Phoenix renters started 2026 with something they have not seen much of lately: higher asking rents. January brought a small but noticeable rebound in apartment pricing, marking the metro’s second straight month of gains after a bruising 2025. It is too early to call it a comeback, but the Valley’s long stretch of rent declines looks like it may finally be loosening as leasing season kicks in.
According to CoStar, the Phoenix apartment market “kicked off 2026 with positive rent growth,” a shift from the sluggish performance that defined most of last year. The research note, published Feb. 24, highlighted early momentum even though headline asking rents still ended 2025 in the red across many submarkets.
Nationally, Apartments.com reported that U.S. apartment rents inched up in January after a December turning point, a modest move that has already nudged some short-term forecasts higher. That national tailwind helps Phoenix, but local supply and demand will decide whether the recent bump is the start of a trend or just a winter blip.
Oversupply, Concessions and the Pipeline
Most analysts agree Phoenix’s rent reset has been driven less by weak demand and more by a flood of new construction in 2024 and 2025. Yardi Matrix found that advertised asking rents were down about 4.1% year over year through November, even as stabilized occupancy held in the low to mid 90s amid record deliveries.

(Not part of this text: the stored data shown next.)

PR #3565, opened 2017-11-27
Progress towards full SIP-23 support: correct inference for scala.Singleton, support for symbol literals

smarter:


smarter:
@milessabin The narrowing trick from scalac does not work in Dotty:
```scala
scala> def narrow[T <: Singleton](x: T): T {} = x 
def narrow[T <: Singleton](x: T): T
scala> narrow(1) 
val res0: Int = 1
```
However, the following works in both scalac and dotty:
```scala
scala> type Identity[T] = T 
// defined alias type Identity = [T] => T
scala> def narrow[T <: Singleton](x: T): Identity[T] = x 
def narrow[T <: Singleton](x: T): ([T] => T)[T]
scala> narrow(1) 
val res1: ([T] => T)[1] = 1
scala> val b = res51
val b: ([T] => T)[1] = 1
scala> val c: 1 = b 
val c: 1 = 1
```
(The fact that the dotty repl prints `([T] => T)[T]` instead of `Identity[T]` seems to be a pretty-printer issue, it shouldn't matter).

It might be useful to add a `scala.Identity[T]` as well as a definition of `narrow` to the Predef at some point.

compiler/src/dotty/tools/dotc/core/tasty/TastyFormat.scala
```diff
@@ -315,6 +316,7 @@ object TastyFormat {
   final val STRINGconst = 77
   final val IMPORTED = 78
   final val RENAMED = 79
+  final val SCALASYMBOLconst = 80
```
odersky: Why add Scala? I'd prefer we just called it `SYMBOLconst`.

compiler/src/dotty/tools/dotc/core/tasty/TreeUnpickler.scala
```diff
@@ -331,6 +333,8 @@ class TreeUnpickler(reader: TastyReader, nameAtRef: NameRef => TermName, posUnpi
           ConstantType(Constant(readType()))
         case ENUMconst =>
           ConstantType(Constant(readTermRef().termSymbol))
+        case SCALASYMBOLconst =>
```
odersky: I don't think you need the duplication. SYMBOLconsts are simple types, so they should just occur in readSimpleType. I believe we duplication of CLASSconst and ENUMconst is also wrong and should be removed.

PR #3566, opened 2017-11-27
REPL: do not dealias before printing types

smarter:
Also simplify the mechanism used to avoid printing prefixes. This is now
handled in the PlainPrinter and limited to List, Map, Set, Seq.

### DIFF
--- a/compiler/src/dotty/tools/dotc/core/Definitions.scala
+++ b/compiler/src/dotty/tools/dotc/core/Definitions.scala
@@ -357,8 +357,15 @@ class Definitions {
     def newGenericArrayMethod(implicit ctx: Context) = DottyArraysModule.requiredMethod("newGenericArray")
     def newArrayMethod(implicit ctx: Context) = DottyArraysModule.requiredMethod("newArray")
 
+  lazy val ListType = ctx.requiredClassRef("scala.collection.immutable.List")
+  def ListClass(implicit ctx: Context) = ListType.symbol.asClass
   lazy val NilModuleRef = ctx.requiredModuleRef("scala.collection.immutable.Nil")
   def NilModule(implicit ctx: Context) = NilModuleRef.symbol
+
+  lazy val immutableMapType = ctx.requiredClassRef("scala.collection.immutable.Map")
+  def immutableMapClass(implicit ctx: Context) = immutableMapType.symbol.asClass
+  lazy val immutableSetType = ctx.requiredClassRef("scala.collection.immutable.Set")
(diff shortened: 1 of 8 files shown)


compiler/test-resources/type-printer/prefixless
```diff
@@ -0,0 +1,8 @@
+scala> List(1,2,3)
+val res0: List[Int] = List(1, 2, 3)
+scala> Map("foo" -> 1)
+val res1: Map[String, Int] = Map("foo" -> 1)
+scala> Seq('a','b')
+val res2: Seq[Char] = List(a, b)
+scala> Set(4, 5)
+val res6: Set[Int] = Set(4, 5)
```
allanrenucci: Should be `res3`

compiler/src/dotty/tools/dotc/core/Definitions.scala
```diff
@@ -357,9 +357,16 @@ class Definitions {
     def newGenericArrayMethod(implicit ctx: Context) = DottyArraysModule.requiredMethod("newGenericArray")
     def newArrayMethod(implicit ctx: Context) = DottyArraysModule.requiredMethod("newArray")
 
+  lazy val ListType = ctx.requiredClassRef("scala.collection.immutable.List")
+  def ListClass = ListType.symbol.asClass
```
odersky: This looks wrong. Don't we need to pass a context to `ListClass`, like we do everywhere else? (same for the other new definitions)

compiler/src/dotty/tools/dotc/printing/PlainPrinter.scala
```diff
@@ -147,7 +152,12 @@ class PlainPrinter(_ctx: Context) extends Printer {
       case tp: TermRef if tp.denot.isOverloaded =>
         "<overloaded " ~ toTextRef(tp) ~ ">"
       case tp: TypeRef =>
-        toTextPrefix(tp.prefix) ~ selectionString(tp)
+        printWithoutPrefix.find(sym => tp.isDirectRef(sym)) match {
```
odersky: I would prefer not to hard-code these. Can't we instead check when printing whether a class has an alias in `Predef` or `scala` with the same name?

smarter: Possibly, but that would be more expensive and may require forcing things.

compiler/src/dotty/tools/dotc/core/Definitions.scala
smarter: Indeed, fixed.

smarter:
test performance please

Online listings and trade coverage tell a similar story on concessions. An October snapshot from Apartment List, cited in coverage by The Real Deal, showed roughly half of Phoenix listings dangling at least one free month of rent last fall. In other words, the headline price on the ad often has not matched what people actually pay once discounts are baked in.
What to Watch This Spring
Heading into peak leasing season, two indicators will matter most: absorption and concessions. Faster lease-ups and thinner move-in specials would hint at a real recovery. Stubborn giveaways would keep effective rents lagging behind the advertised numbers, even if the top-line figures keep inching higher.
CoStar and Apartments.com have already raised their near-term multifamily rent growth expectations. On-the-ground behavior provides extra clues: metrics such as list-to-lease time, tracked by Apartment List, can show how quickly units are moving and how long landlords feel compelled to keep dangling free rent.
Local coverage has also pointed out that a headline rebound does not magically fix affordability for the city’s lowest-income renters. One recent report on shiny new Phoenix apartments leaving struggling renters out in the heat underscores a familiar mismatch: the bulk of new units are not deeply affordable. So even if asking rents tick up on paper, many Phoenix households will judge the market by what matters at kitchen-table level, from renewal notices to whether those free-month deals actually disappear.